Some gender doctors will continue to testify. They hold genuine medical credentials. But they will face harsher cross-examinations and more skepticism when they riff about all the anonymous patients they’ve supposedly worked miracles on.
WPATH is not the only source of trans medical guidance. Plaintiffs will lean more on the Endocrine Society’s 2017 Guideline. But it cites WPATH. As for the American Academy of Pediatrics, it was also disgraced in this week’s unsealing.
Gender dysphoria is listed as a condition in the American Psychiatric Association’s DSM-5. That makes it hard to argue that gender identity theory is total bullshit. But the DSM-5 doesn’t recommend treatments.
Trans-identified kids and their parents won’t snap out of it because of unsealed WPATH emails in Alabama. They’ll keep testifying. The spectacle will become more and more awkward.
Liberal judges will #resist for a few years, as we saw in Arkansas and Florida, meaning that PGM bans might make a few trips to the Supreme Court.
I’m feeling confident that the PGM bans will stand in the 25 states that passed them (by my count, only six of those are currently enjoined). The question is how we’ll root it out in the blue states.
>After HHS official Rachel Levine’s influence over SOC8 became public this week, the White House stated that it “does not support surgery for minors.” https://www.nytimes.com/2024/06/28/health/transgender-surgery-biden.html
That NYT story is very weird.
>The Biden administration said this week that it opposed gender-affirming surgery for minors, the most explicit statement to date on the subject from a president who has been a staunch supporter of transgender rights. The White House announcement was sent to The New York Times on Wednesday in response to an article reporting that staff in the office of Adm. Rachel Levine, an assistant secretary at the Department of Health and Human Services, had urged an influential international transgender health organization to remove age minimums for surgery from its treatment guidelines for minors.

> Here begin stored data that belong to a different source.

PR #1421, opened 2019-04-03
Enabling kdump at kernel boot time

### LINKED ISSUE #1396: kdump not configured
kdump isn't configured on our nodes and there is no console serial access using VMSS.

install kdump into our VM image and configure it.  Test manually that provoking a kernel panic results in a usable dump and that the machine reboots.

thekad:
Closes #1396 
Explicitly add kexec-tools and enable kernel parameters plus kdump systemd service. Tested with a custom image.
Additionally: a couple of changes to the `hack/vmimage.sh` script and `env.example` files to facilitate the creation of custom images.

```release-note
NONE
```


env.example
```diff
@@ -48,6 +48,11 @@ export DEPLOY_VERSION=v3.11
 #export IMAGE_RESOURCEGROUP=images
 #export IMAGE_RESOURCENAME=$(az image list -g $IMAGE_RESOURCEGROUP -o json --query "[?starts_with(name, '${DEPLOY_OS:-rhel7}-${DEPLOY_VERSION//v}') && tags.valid=='true'].name | sort(@) | [-1]" | tr -d '"')
 
+# If building a custom image, uncomment the following lines and re-source your env
+#export IMAGE_RESOURCEGROUP="${USER}-images"
+#export IMAGE_RESOURCENAME="${DEPLOY_OS:-rhel7}-${DEPLOY_VERSION//v}-$(date -u +%Y%m%d%H%M)"
```
jim-minter: s/${DEPLOY_OS:-rhel7}/rhel7/

(I have a separate PR in parallel removing DEPLOY_OS across the board)

pkg/vmimage/data/etc/default/grub
```diff
@@ -0,0 +1,8 @@
+GRUB_TIMEOUT=5
+GRUB_DISTRIBUTOR="$(sed 's, release .*$,,g' /etc/system-release)"
+GRUB_DEFAULT=saved
+GRUB_DISABLE_SUBMENU=true
+GRUB_TERMINAL="serial console"
+GRUB_SERIAL_COMMAND="serial --speed=115200"
+GRUB_CMDLINE_LINUX="console=ttyS0,115200n8 crashkernel=128M"
```
jim-minter: I think by removing the line `%addon com_redhat_kdump --disable` in script.sh you may not need this file to be checked in? ptal.

pkg/vmimage/data/etc/kdump.conf
```diff
@@ -0,0 +1,2 @@
+path /var/crash
```
jim-minter: isn't the default /etc/kdump.conf good enough?

pkg/vmimage/data/script.sh
```diff
@@ -207,10 +207,15 @@ sed -i -e 's/^ResourceDisk.Format=.*/ResourceDisk.Format=n/' /etc/waagent.conf
 rpm -q kernel --last | sed -n '1 {s/^[^-]*-//; s/ .*$//; p}' >/var/tmp/kernel-version
 rpm -q atomic-openshift-node --qf '%{VERSION}-%{RELEASE}.%{ARCH}' >/var/tmp/openshift-version
 
+# enabling kdump
+grub2-mkconfig -o /boot/grub2/grub.cfg
+systemctl enable kdump.service
```
jim-minter: this just has the effect of creating a symlink -- please check that symlink into pkg/vmimage/data/etc/systemd/system/multi-user.target.wants instead

pkg/vmimage/data/script.sh
```diff
@@ -207,10 +207,15 @@ sed -i -e 's/^ResourceDisk.Format=.*/ResourceDisk.Format=n/' /etc/waagent.conf
 rpm -q kernel --last | sed -n '1 {s/^[^-]*-//; s/ .*$//; p}' >/var/tmp/kernel-version
 rpm -q atomic-openshift-node --qf '%{VERSION}-%{RELEASE}.%{ARCH}' >/var/tmp/openshift-version
 
+# enabling kdump
+grub2-mkconfig -o /boot/grub2/grub.cfg
```
jim-minter: may not be needed if `%addon com_redhat_kdump --disable` is removed

pkg/vmimage/data/etc/kdump.conf
thekad: those are the default values, I just removed comments

jim-minter: don't bother overwriting the default configuration if it's fine

pkg/vmimage/data/etc/default/grub
thekad: yep that was right

jim-minter:
nice! thanks!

First of all, this "annoucement" seems to have gone only to the NYT. There's no other mention of it that I can find anywhere else in the MSM. Shouldn't this be big news? Shouldn't the transqueer NGOs be ripping their hair out over this?
Secondly, the NYT got it on "Wednesday" but did not publish the story until very late on Friday. Gee, did anything interesting happen on, say, Thursday?
This is an excellent article.
I would point this out though--even though "gender dysphoria" is in the DSM, studying its origin reveals that it is, in fact, total bullshit.
All one really has to do is ask--define gender and explain how it's different from sex.
No one can really answer that clearly, not even the APA task force that recommended the change from "gender identity disorder" to "gender dysphoria."
Then all one needs to ask is "define what a man is, define what a woman is, then explain how a man can feel like a woman."
Nobody can answer that. That is because "gender dysphoria" is actually bullshit.
Everybody knows that homosexuality used to be in the DSM as a mental illness, that was removed. The DSM changes frequently because it is a political document which reflects the zeitgeist. "Gender dysphoria" can be erased too, eventually. They're trying to change it to "gender incongruence" as we speak.
Once "trans" becomes radioactive (like cigarettes or opioids) it can be removed from the DSM, no matter how much money is behind it.
I hope the lawyers who argue against this will understand that though I know there is a lot of money involved here.